Jean Lu¹, Wan-Hsin Lin¹, Shao-Yin Chen, Richard Longnecker², Shu-Chun Tsai, Chi-Long Chen^¶, and Ching-Hwa Tsai³

From the Graduate Institute of Microbiology, College of Medicine, National Taiwan University, Taipei 10063, Taiwan, the Department of Microbiology-Immunology, Northwestern University Medical School, Chicago, Illinois 60611, and the ^¶Department of Pathology, College of Medicine, National Taiwan University, Taipei 10063, Taiwan

Although spleen tyrosine kinase (Syk) is known to be important in hematopoietic cell development, the roles of Syk in epithelial cells have not been well studied. Limited data suggest that Syk plays alternate roles in carcinogenesis under different circumstances. In breast cancer, Syk has been suggested to be a tumor suppressor. In contrast, Syk is essential for murine mammary tumor virus-mediated transformation. However, the roles of Syk in tumor migration are still largely unknown. Nasopharyngeal carcinoma, an unusually highly metastatic tumor, expresses Epstein-Barr virus LMP2A (latent membrane protein 2A) in most clinical specimens. Previously, we demonstrated LMP2A triggers epithelial cell migration. LMP2A contains an immunoreceptor tyrosine-based activation motif, which is important for Syk kinase activation in B cells. In this study, we explored whether Syk is important for LMP2A-mediated epithelial cell migration. We demonstrate that LMP2A expression can activate endogenous Syk activity. The activation requires the tyrosine residues in LMP2A ITAM but not YEEA motif, which is important for Syk activation by Lyn in B cells. LMP2A interacts with Syk as demonstrated by coimmunoprecipitation and confocal microscopy. Furthermore, LMP2A-induced cell migration is inhibited by a Syk inhibitor and short interfering RNA. Tyrosines 74 and 85 in the LMP2A immunoreceptor tyrosine-based activation motif are essential for both Syk activation and LMP2A-mediated cell migration, indicating the involvement of Syk in LMP2A-triggered cell migration. The LMP2A-Syk pathway may provide suitable drug targets for treatment of nasopharyngeal carcinoma.
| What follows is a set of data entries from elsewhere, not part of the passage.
PR #331, opened 2021-12-08
Include the RSA PCT check in the number of keygen attempts.

nebeid:
### Issues:
Continues CryptoAlg-908

### Description of changes: 
Based on feedback about the FIPS RSA PCT, it was only done once and not included in the number of attempts of key generation. This change moves it inside the `do-while` loop.

### DIFF
--- a/crypto/fipsmodule/rsa/rsa_impl.c
+++ b/crypto/fipsmodule/rsa/rsa_impl.c
@@ -1329,7 +1329,8 @@ static int RSA_generate_key_ex_maybe_fips(RSA *rsa, int bits,
   int ret = 0;
 
   // |rsa_generate_key_impl|'s 2^-20 failure probability is too high at scale,
-  // so we run the FIPS algorithm four times, bringing it down to 2^-80. We
+  // so we run the FIPS algorithm |MAX_RSA_KEYGEN_ATTEMPTS| times,
+  // bringing it down to 2^-80 when it's equal to 4. We
   // should just adjust the retry limit, but FIPS 186-4 prescribes that value
   // and thus results in unnecessary complexity.
   int failures = 0;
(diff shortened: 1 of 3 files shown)


crypto/fipsmodule/rsa/rsa_impl.c
```diff
@@ -1352,10 +1356,10 @@ static int RSA_generate_key_ex_maybe_fips(RSA *rsa, int bits,
 
     // Only retry on |RSA_R_TOO_MANY_ITERATIONS|. This is so a caller-induced
     // failure in |BN_GENCB_call| is still fatal.
-  } while (failures < 4 && ERR_GET_LIB(err) == ERR_LIB_RSA &&
+  } while (failures < MAX_KEYGEN_ATTEMPTS && ERR_GET_LIB(err) == ERR_LIB_RSA &&
```
torben-hansen, line 1359: This will always evaluate to false in non-fips mode:

If `rsa_generate_key_impl` succeeds then we break out of the do-while loop

If `rsa_generate_key_impl` fails we increment `failures` from 0 to 1. But since `MAX_KEYGEN_ATTEMPTS = 1` the condition will evaluate to false and we proceed without a retry.

This is prob screwing with the test fixture `KeygenInternalRetry`.

crypto/fipsmodule/rsa/rsa_impl.c
```diff
@@ -1342,7 +1342,11 @@ static int RSA_generate_key_ex_maybe_fips(RSA *rsa, int bits,
     }
 
     if (rsa_generate_key_impl(tmp, bits, e_value, cb)) {
-      break;
+      if (check_fips && !RSA_check_fips(tmp)) {
+        failures++;
```
torben-hansen, line 1346: you increment `failures` twice.

crypto/internal.h
```diff
@@ -937,13 +937,13 @@ static inline uint64_t CRYPTO_rotr_u64(uint64_t value, int shift) {
 // FIPS functions.
 
 #if defined(BORINGSSL_FIPS)
```
torben-hansen, line 939: Might as well switch to `AWSLC_FIPS`?

samuel40791765 (approved):

torben-hansen (approved):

Received for publication, July 6, 2005 , and in revised form, December 26, 2005.

^* The costs of publication of this article were defrayed in part by the payment of page charges. This article must therefore be hereby marked "advertisement" in accordance with 18 U.S.C. Section 1734 solely to indicate this fact.

¹ Both authors contributed equally to this work and should be considered as first authors.

² Supported by United State Public Health Service Grants CA62234, CA73507, and CA93444 from the NCI, National Institutes of Health.

³ Supported by National Science Council Grants NSC 93-3112-B-002-006 and NSC94-3112-B-002-021 and the National Health Research Institutes Grant NHRI-Ex94-9419BI. To whom correspondence should be addressed: Graduate Institute of Microbiology, College of Medicine, National Taiwan University, Rm. 714, Number 1, Section 1, Jen-Ai Road, Taipei, Taiwan. Tel.: 886-2-2312-3456, ext. 8298; Fax: 886-2-2391-5293; E-mail: chtsai{at}ha.mc.ntu.edu.tw.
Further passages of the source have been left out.